Уже тогда обнаружился один из приемов ограждения национального грунта, приобретший впоследствии широкое распространение. Проф. С. П. Тимошенко [194], очутившись в эмиграции, захотел в 1922 г. навестить двух своих братьев, проживавших в Чехии, в Подебрадах. Подебрады были в то время крупным центром украинской самостийнической эмиграции. Там он встретил немало старых знакомых по Киеву. И вот оказалось, что «люди, которых я давно знал и с которыми прежде общался по-русски, теперь отказывались понимать русский язык»*. Школа Вартового принесла несомненные плоды.

Напрасно думать, будто этот бандеровец того времени выражал одни свои личные чувства. То же самое, только гладко и благовоспитанно, выражено Грушевским в провозглашенном им лозунге «полноты украинской культуры», что означало политику культурной автаркии и наступление литературной эры, представленной Конисским и Левицким-Нечуем. Именно этим двум писателям, пользовавшимся у своих товарищей-громадян репутацией самых бездарных, приписывается идея «окремой» литературы. Писать по-украински с тех пор значило не просто предаваться|251: творчеству, а выполнять национальную миссию. Человеку нашего времени не нужно объяснять, какой вред наносится таким путем истинному творчеству. Всюду, где литературе, помимо ее прямой задачи, навязывается какая-то посторонняя, она чахнет и гибнет. Этим, по-видимому, и объясняется, почему после Шевченко не наблюдаем в украинской письменности ни одного значительного явления. Под опекой галичан она стала, по выражению Драгоманова, «украинофильской, а не украинской», т. е. литературой не народа, не нации, а только самостийнического движения. Поощрение оказывалось не подлинным талантам, а литературных дел мастерам, наиболее успешно выполнявшим «миссию». Писательская слава Нечуя, Конисского, Чайченко создается галичанами; без них этим авторам никогда бы не завоевать тех лавров, что совершенно незаслуженно выпали на их долю. Про Конисского сами современники говорили, что его известность — «плод непоразуминня в галицько-украинських видносинах» {234}.

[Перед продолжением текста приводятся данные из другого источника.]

PR #3572, opened 2025-01-03
feature: Implement multiple option for select field

### LINKED ISSUE #3426: Implement `multiple` option for select field.
### Feature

Но именно галицкая наука возвестила о существовании многовековой украинской литературы. В конце 80-х годов появился двухтомный труд, посвященный этому предмету [195]. Автор его, Омельян Огоновский, может считаться создателем схемы истории украинской литературы. Ею до сих пор руководствуются самостийнические литературоведы, по ней строятся курсы, учебники, хрестоматии.

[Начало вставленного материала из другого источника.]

PR #3581, opened 2025-01-13
enhancement: access to the `query` on all action blocks

### LINKED ISSUE #2935: Access to the selected records on actions fields/messages
### Context

Allow to access the selected records when rendering action fields.

From here https://discord.com/channels/740892036978442260/1141725718364045394/1258058534206046269

Related discord thread: https://discord.com/channels/740892036978442260/1141725618694795364/1288893781151584381

## Possible approaches

I see two approaches here:

#### 1. Append the record id's to the action link as params

This is the simpler approach in my opinion.
When a user selects an item, that item's id (or it's identifying param when using `to_param`) should be appended to the URL of every action URL that's present on the page.
Then, in the action controller, we detect those params, find the records and expose them inn the action `def fields` method (where they are missed).

#### 2. Open the action using a POST request

This approach should use a stimulus controller that intercepts the click on the action URL, figures out if the page that the user is on is an Index page and tries to find the selected records.
If it finds selected records, it should capture the id, prevents the browser to follow that link, and initiate a POST request (probably using https://github.com/rails/requestjs-rails) and letting the app to respond with a turbo stream reponse.

### Warning

> [!WARNING]
> We have to ensure the select all feature works as well. so we need to send the encrypted query as a param.

### Misc

We could compress the ids for the param using https://github.com/hopsoft/universalid

Nevelito:
# Description

Fixes #2935

Grants access to the `query` object throughout the action, enabling its use when rendering the action view.

Here is an example with a test action:

```ruby
class Avo::Actions::Test::Query < Avo::BaseAction
  self.name = "Test query access"
  self.message = -> {
    "message #{query.count} selected"
  }
  self.cancel_button_label = -> {
    "cancel_button_label #{query.count} selected"
  }
  self.confirm_button_label = -> {
    "confirm_button_label #{query.count} selected"
  }
  self.standalone = true

  def fields
    field :selected, default: "#{query.count} selected def fields"
  end

  def handle(**args)
    succeed "succeed #{query.count} selected"
  end
end
```

image

# Checklist:

  - https://github.com/avo-hq/docs.avohq.io/pull/333


app/controllers/avo/actions_controller.rb
```diff
@@ -9,9 +9,14 @@ class ActionsController < ApplicationController
...
     end
+    before_action :set_query, only: [:show, :handle], if: ->(request) do
+      # set query will fail in show if user will not select some row
+      # params[:fields] are set during selecting row or in show view
+      request.params[:fields].present?
+    end
     before_action :set_action, only: [:show, :handle]
     before_action :verify_authorization, only: [:show, :handle]
-    before_action :set_query, :set_fields, only: :handle
+    before_action :set_fields, only: [:handle]
```
Paul-Bob, line 19:
```suggestion
    before_action :set_fields, only: :handle
```

app/controllers/avo/actions_controller.rb
```diff
@@ -9,9 +9,14 @@ class ActionsController < ApplicationController
       # set_record will fail if it's tried to be used from the Index page.
       request.params[:id].present?
     end
+    before_action :set_query, only: [:show, :handle], if: ->(request) do
+      # set query will fail in show if user will not select some row
+      # params[:fields] are set during selecting row or in show view
+      request.params[:fields].present?
+    end
```
Paul-Bob, line 16: This approach makes sense for `show`, but we should ensure that the conditional check does not apply to `handle`.

app/controllers/avo/actions_controller.rb
```diff
@@ -65,6 +70,8 @@ def set_query
       resource_ids = action_params[:fields][:avo_resource_ids].split(",")
 
       @query = decrypted_query || (resource_ids.any? ? @resource.find_record(resource_ids, params: params) : [])
+
+      TestBuddy.hi("Query count: #{@query.size}")
```
Paul-Bob, line 74: Ensure that `TestBuddy` messages are triggered exclusively from the dummy app located in `spec/dummy/app`. Otherwise, this could slightly degrade performance across all apps, even though it’s solely for testing purposes on our side.

```suggestion
```

app/javascript/js/controllers/item_select_all_controller.js
```diff
@@ -43,6 +43,10 @@ export default class extends Controller {
       this.selectAllOverlay(allSelected)
       this.resetUnselected()
     }
+
+    const resourceIds = JSON.parse(this.element.dataset.selectedResources).join(',')
+    const allSelectedValue = ''
+    this.updateLinks(resourceIds, allSelectedValue)
```
Paul-Bob, line 49: Let's avoid unnecessary const initialization by giving `allSelected` a default value on the function definition

```suggestion
    this.updateLinks(resourceIds)
```

app/javascript/js/controllers/item_select_all_controller.js
```diff
@@ -51,6 +55,36 @@ export default class extends Controller {
     this.selectedAllValue = !this.selectedAllValue
     this.unselectedMessageTarget.classList.toggle('hidden')
     this.selectedMessageTarget.classList.toggle('hidden')
+
+    const resourceIds = JSON.parse(this.element.dataset.selectedResources).join(',')
```
Paul-Bob, line 59: This line is duplicated, can't we pass the `this.element` to the `updateLinks` and compute the parse logic inside the function?

Paul-Bob (changes requested):
Thanks for working on this, @Nevelito! 

I've manually tested this PR with the following action code, but it seems there's currently no access to the `query` object inside the actions. 
Let's make sure the `query` object is accessible within action messages/fields. 
Additionally, I've left some code review comments, let me know if you have any questions!

```ruby
class Avo::Actions::Sub::DummyAction < Avo::BaseAction
  self.name = -> { "Dummy action" }
  self.message = -> { query.first.name }
  self.cancel_button_label = -> { query.first.name }
  self.confirm_button_label = -> { query.first.name }
  self.standalone = true

  def fields
    field :name, default: query.first.name
  end

  def handle(query:, **args)
    succeed query.first.name
  end
end
```

Paul-Bob (commented):
Thanks for all the work done here @Nevelito it's looking good!

I'll take over from here and adjust the last details before merging.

Затруднение Огоновского, как и всех прочих ученых его типа, заключается в полном разрыве между новой украинской литературой и литературой киевских времен, объявленной самостийниками тоже украинской. Эти две разные письменности ни по духу, ни по мотивам, ни по традициям ничего общего между собою не имеют. Объединить их, установить между ними преемственность, провести какую-нибудь нить от «Слова о Полку Игореве» к Квитке-Основьяненко, к Марко Вовчку или от Игумена Даниила, от Митрополита Иллариона и Кирилла Туровского к Тарасу Шевченко — совершенно невозможно. Нельзя в то же время не заметить доступную даже неученому глазу прямую генетическую связь между письменностью Киевского государства и позднейшей общерусской литературой. Как уладить|252: эти две крупные неприятности? Отказаться совсем от древнекиевского литературного наследства — значит отдать его окончательно москалям. Это значило бы отказаться и от пышной родословной, от великодержавия; Владимира, Ярослава, Мономаха пришлось бы вычеркнуть из числа своих предков и остаться с одними Подковами, Кошками и Наливайками. Но принять киевское наследство и превознести его — тоже опасно. Тогда непременно возник бы вопрос — откуда взялся украинский литературный язык XIX века и почему он находится в таком противоречии с эволюцией древнего языка?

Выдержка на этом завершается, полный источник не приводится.